Issue #5118, opened 2021-08-13
Opacity check misses violations in unions


mheiber:
**Describe the bug**

In some cases when an opaque type is part of a union opacity violations are not caught.

**To Reproduce**

Given this module:

```erl
-module(sample).
-compile([export_all, nowarn_export_all]).

% No opacity violation error
-spec test1() -> {term(), term()} | a.
test1() ->
    case rand:uniform(2) of
        1 -> gb_sets:new();
        2 -> a
    end.


% (correct) opacity violation error
-spec test2() -> {term(), term()} | a.
test2() ->
    case rand:uniform(2) of
        1 -> gb_sets:new()
    end.
```

Run `dialyzer sample.erl`

**Expected behavior**

Opacity violation for `test1/0`. The error should be the same as for `test2/0`.

My reasoning is baed on [the definition of opacity from the OTP docs on type specs](https://erlang.org/doc/reference_manual/typespec.html):

> Types declared as opaque represent sets of terms whose structure is not supposed to be visible from outside of their defining module. That is, only the module defining them is allowed to depend on their term structure.

`test1/0` depends on the structure of `gb_sets:set/1` being a two-tuple, which is why this looks like an opacity violation to me.

**Affected versions**

OTP 25 and (probably) earlier versions

jhogberg:
This is a fun one, but it's neither a bug nor does it have anything to do with opaque types. Let's tweak your example a little bit:
```erlang
%% No error here either!
-spec test1() -> a | b.
test1() ->
    case rand:uniform(2) of
        1 -> neither_a_nor_b;
        2 -> a
    end.

%% Invalid type specification
-spec test2() -> a | b.
test2() ->
    case rand:uniform(2) of
        1 -> neither_a_nor_b
    end.

%% No union, but still no warning!?
-spec test3() -> a.
test3() ->
    case rand:uniform(2) of
        1 -> definitely_not_a;
        2 -> a
    end.

%% Error here, despite the spec for test1/0 saying `a | b`!
test4() ->
      b = test1().
```

What's going on?

The spec for `test1/0` says it returns a subtype of `a | b`, and the implementation can return `a | neither_a_nor_b`. Since `neither_a_nor_b` is not a subtype of `a | b`, `dialyzer` concludes that case is impossible and thus the function returns `a`. Your example had an opaque type in place of `neither_a_nor_b`, but the principle is the same.

[...]

PR #5191, opened 2021-09-07
dialyzer: Fix opaque type handling for `underspecs`/`overspecs`

jhogberg:
Most of the warning checks would look straight through opaque types regardless of whether they belonged to the current module or not, resulting in wonky messages or missing warnings.

https://github.com/erlang/otp/issues/5118

### DIFF
--- a/lib/dialyzer/src/dialyzer_contracts.erl
+++ b/lib/dialyzer/src/dialyzer_contracts.erl
@@ -249,14 +249,14 @@ check_contract(#contract{contracts = Contracts}, SuccType, Opaques) ->
 	case check_contract_inf_list(InfList, SuccType, Opaques) of
 	  {error, _} = Invalid -> Invalid;
           ok ->
-            case check_extraneous(Contracts2, SuccType) of
+            case check_extraneous(Contracts2, SuccType, Opaques) of
               {error, invalid_contract} = Err ->
                 Err;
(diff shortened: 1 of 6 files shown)


lib/dialyzer/src/dialyzer_contracts.erl
```diff
@@ -933,28 +936,34 @@ t_from_forms_without_remote(_Forms, _MFA, _File, _RecDict) ->
...
+        true  -> false;
+        false -> blame_remote_list(CArgs, NRArgs, SArgs, Opaques)
       end
   end.
+
+%% As erl_types:t_is_subtype/2 but without looking into opaque types that
+%% aren't known to us.
+is_subtype(T1, T2, Opaques) ->
+    Inf = erl_types:t_inf(T1, T2, Opaques),
+    erl_types:t_is_equal(T1, Inf).
```
bjorng, line 969: Nitpick: dialyzer source files should be indented with 2 spaces, not 4. (There is an `-*- erlang-indent-level: 2 -*-` comment at the top of all files.)

bjorng (approved):

lib/dialyzer/src/dialyzer_contracts.erl
jhogberg: Thanks, fixed locally.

* _EXERCISE OBJECTIVE_:
Restate every record exactly, leaving nothing out.

* _SOLVED PROBLEM_:
Issue #5118, opened 2021-08-13
Opacity check misses violations in unions


mheiber:
**Describe the bug**

In some cases when an opaque type is part of a union opacity violations are not caught.

**To Reproduce**

Given this module:

```erl
-module(sample).
-compile([export_all, nowarn_export_all]).

% No opacity violation error
-spec test1() -> {term(), term()} | a.
test1() ->
    case rand:uniform(2) of
        1 -> gb_sets:new();
        2 -> a
    end.


% (correct) opacity violation error
-spec test2() -> {term(), term()} | a.
test2() ->
    case rand:uniform(2) of
        1 -> gb_sets:new()
    end.
```

Run `dialyzer sample.erl`

**Expected behavior**

Opacity violation for `test1/0`. The error should be the same as for `test2/0`.

My reasoning is baed on [the definition of opacity from the OTP docs on type specs](https://erlang.org/doc/reference_manual/typespec.html):

> Types declared as opaque represent sets of terms whose structure is not supposed to be visible from outside of their defining module. That is, only the module defining them is allowed to depend on their term structure.

`test1/0` depends on the structure of `gb_sets:set/1` being a two-tuple, which is why this looks like an opacity violation to me.

**Affected versions**

OTP 25 and (probably) earlier versions

jhogberg:
This is a fun one, but it's neither a bug nor does it have anything to do with opaque types. Let's tweak your example a little bit:
```erlang
%% No error here either!
-spec test1() -> a | b.
test1() ->
    case rand:uniform(2) of
        1 -> neither_a_nor_b;
        2 -> a
    end.

%% Invalid type specification
-spec test2() -> a | b.
test2() ->
    case rand:uniform(2) of
        1 -> neither_a_nor_b
    end.

%% No union, but still no warning!?
-spec test3() -> a.
test3() ->
    case rand:uniform(2) of
        1 -> definitely_not_a;
        2 -> a
    end.

%% Error here, despite the spec for test1/0 saying `a | b`!
test4() ->
      b = test1().
```

What's going on?

The spec for `test1/0` says it returns a subtype of `a | b`, and the implementation can return `a | neither_a_nor_b`. Since `neither_a_nor_b` is not a subtype of `a | b`, `dialyzer` concludes that case is impossible and thus the function returns `a`. Your example had an opaque type in place of `neither_a_nor_b`, but the principle is the same.

[...]

PR #5191, opened 2021-09-07
dialyzer: Fix opaque type handling for `underspecs`/`overspecs`

jhogberg:
Most of the warning checks would look straight through opaque types regardless of whether they belonged to the current module or not, resulting in wonky messages or missing warnings.

https://github.com/erlang/otp/issues/5118

### DIFF
--- a/lib/dialyzer/src/dialyzer_contracts.erl
+++ b/lib/dialyzer/src/dialyzer_contracts.erl
@@ -249,14 +249,14 @@ check_contract(#contract{contracts = Contracts}, SuccType, Opaques) ->
 	case check_contract_inf_list(InfList, SuccType, Opaques) of
 	  {error, _} = Invalid -> Invalid;
           ok ->
-            case check_extraneous(Contracts2, SuccType) of
+            case check_extraneous(Contracts2, SuccType, Opaques) of
               {error, invalid_contract} = Err ->
                 Err;
(diff shortened: 1 of 6 files shown)


lib/dialyzer/src/dialyzer_contracts.erl
```diff
@@ -933,28 +936,34 @@ t_from_forms_without_remote(_Forms, _MFA, _File, _RecDict) ->
...
+        true  -> false;
+        false -> blame_remote_list(CArgs, NRArgs, SArgs, Opaques)
       end
   end.
+
+%% As erl_types:t_is_subtype/2 but without looking into opaque types that
+%% aren't known to us.
+is_subtype(T1, T2, Opaques) ->
+    Inf = erl_types:t_inf(T1, T2, Opaques),
+    erl_types:t_is_equal(T1, Inf).
```
bjorng, line 969: Nitpick: dialyzer source files should be indented with 2 spaces, not 4. (There is an `-*- erlang-indent-level: 2 -*-` comment at the top of all files.)

bjorng (approved):

lib/dialyzer/src/dialyzer_contracts.erl
jhogberg: Thanks, fixed locally.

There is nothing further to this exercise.